Accurate and streamlined approach for modelling hermetic reciprocating compressors

This study presents a comprehensive and streamlined approach for accurately modelling the performance of hermetic reciprocating compressors, with a focus on addressing limitations in existing models under variable-speed conditions. Traditional compressor models sometimes fail to capture the influence of motor frequency, particularly at low-speed operations where performance variations are significant. To overcome these gaps, a numerical modelling framework was developed using 1-D and 2-D polynomial regressions to represent volumetric and isentropic efficiencies as functions of both compression ratio and motor speed frequency. The modelling process utilizes input data from manufacturer tools and thermodynamic databases to cover a wide range of operating conditions. A case study involving the Bitzer 4HTE-20K CO₂ compressor demonstrates that the proposed speed-driven compressor model improves accuracy, particularly in the low-frequency range below 40 Hz.
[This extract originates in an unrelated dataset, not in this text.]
PR #2624, opened 2021-09-14
[IA-2930][IA-2701] Implement R file syncing and proper RStudio analysis preview/launch flow

jdcanas:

The proposed numerical model with predictions of compressor power input and discharge temperature has been validated against published experimental data within a ± 10% error margin. This refined approach enhances simulation precision by up to 19.4% at low-speed motor frequencies, offering a practical and reliable tool for academics, industry professionals, and system designers to accurately predict the performance of hermetic reciprocating compressors used in refrigeration and heat pump applications across diverse operational scenarios.